◆ **Directions**
Repeat word for word every line of the data below, from the first through the line containing "-157,99 +157,101 @@ if(WITH_GTEST)", and stop there.

◆ **Records to process**

PR #1638, opened 2024-01-09
Fix building tests with cmake 3.10 and older.

mtl1979:
* if GTest::GTest target is not found, we shouldn't try to build `gtest_zlib`.

### DIFF
--- a/test/CMakeLists.txt
+++ b/test/CMakeLists.txt
@@ -157,99 +157,101 @@ if(WITH_GTEST)
         add_library(GTest::Main ALIAS gtest_main)
     endif()
 
-    set(TEST_SRCS
-        test_compress.cc
-        test_compress_bound.cc
-        test_cve-2003-0107.cc
-        test_deflate_bound.cc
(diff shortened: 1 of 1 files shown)


test/CMakeLists.txt
```diff
@@ -196,8 +196,10 @@ if(WITH_GTEST)
              )
     endif()
 
-    add_executable(gtest_zlib ${TEST_SRCS})
-    configure_test_executable(gtest_zlib)
+    if(TARGET GTest::GTest)
+        add_executable(gtest_zlib ${TEST_SRCS})
+        configure_test_executable(gtest_zlib)
+    endif()
```
Dead2: I think perhaps this if block should encompass the whole rest of the file.
There are multiple messages and references to gtest_zlib that will be invalid if not broken.

As far as I can see, there is no value to keeping those blocks outside the if block. There is also some useless code above (from line 160), but none of that should be visible to the user or break anything.

Dead2 (approved):
LGTM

◆ **Response to this task**
PR #1638, opened 2024-01-09
Fix building tests with cmake 3.10 and older.

mtl1979:
* if GTest::GTest target is not found, we shouldn't try to build `gtest_zlib`.

### DIFF
--- a/test/CMakeLists.txt
+++ b/test/CMakeLists.txt
@@ -157,99 +157,101 @@ if(WITH_GTEST)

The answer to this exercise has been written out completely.